▸ **WHAT IS BEING ASKED**
Your answer needs to include each line of the records in which the string "multi" can be found.

Collected data entries:
══════

PR #349, opened 2020-03-17
Attempt to be more flexible about parsing Semtech JSON packets

Vagabond:
Additionally fix an edge case when no gateways are connected and also
fix a bug in the fake radio backplane.

### DIFF
--- a/src/miner_lora.erl
+++ b/src/miner_lora.erl
@@ -157,6 +157,9 @@ mk_token(Timers) ->
 
 -spec select_gateway(map()) -> {ok, gateway()} | {error, no_gateways}.
 select_gateway(Gateways) ->
+    %% TODO for a multi-tenant miner we'd have a mapping of swarm keys to
+    %% 64-bit packet forwarder IDs and, depending on what swarm key this send
+    %% was directed to, we'd select the appropriate gateway from the map.
     case maps:size(Gateways) of
         0 ->
             {error, no_gateways};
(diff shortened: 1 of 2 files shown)


vihu:
There are a lot of `maps:get/2` calls here which I'm assuming are meant to blow up if the key isn't found?

src/miner_lora.erl
```diff
@@ -151,9 +155,14 @@ mk_token(Timers) ->
...
 
--spec select_gateway(map()) -> gateway().
+-spec select_gateway(map()) -> {ok, gateway()} | {error, no_gateways}.
 select_gateway(Gateways) ->
-    erlang:element(2, erlang:hd(maps:to_list(Gateways))).
+    case maps:size(Gateways) of
+        0 ->
+            {error, no_gateways};
+        _ ->
+            {ok, erlang:element(2, erlang:hd(maps:to_list(Gateways)))}
```
vihu: Select the first gateway always? Can we add a comment here if we need to update this down the line?

Vagabond:
> There are a lot of `maps:get/2` calls here which I'm assuming are meant to blow up if the key isn't found?
Yes, they're mandatory fields

src/miner_lora.erl
Vagabond: yeah, this will change with the 'multi tenant' miner

Vagabond: Added a comment

Vagabond:
This was tested by a community member and it seems to have fixed his problem where his JSON had unexpected fields (because he was running a TTN packet forwarder).

Vagabond:
I didnt mean to upgrade rebar3, will revert that.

══════

▸ **TASK ANSWER**
+    %% TODO for a multi-tenant miner we'd have a mapping of swarm keys to
Vagabond: yeah, this will change with the 'multi tenant' miner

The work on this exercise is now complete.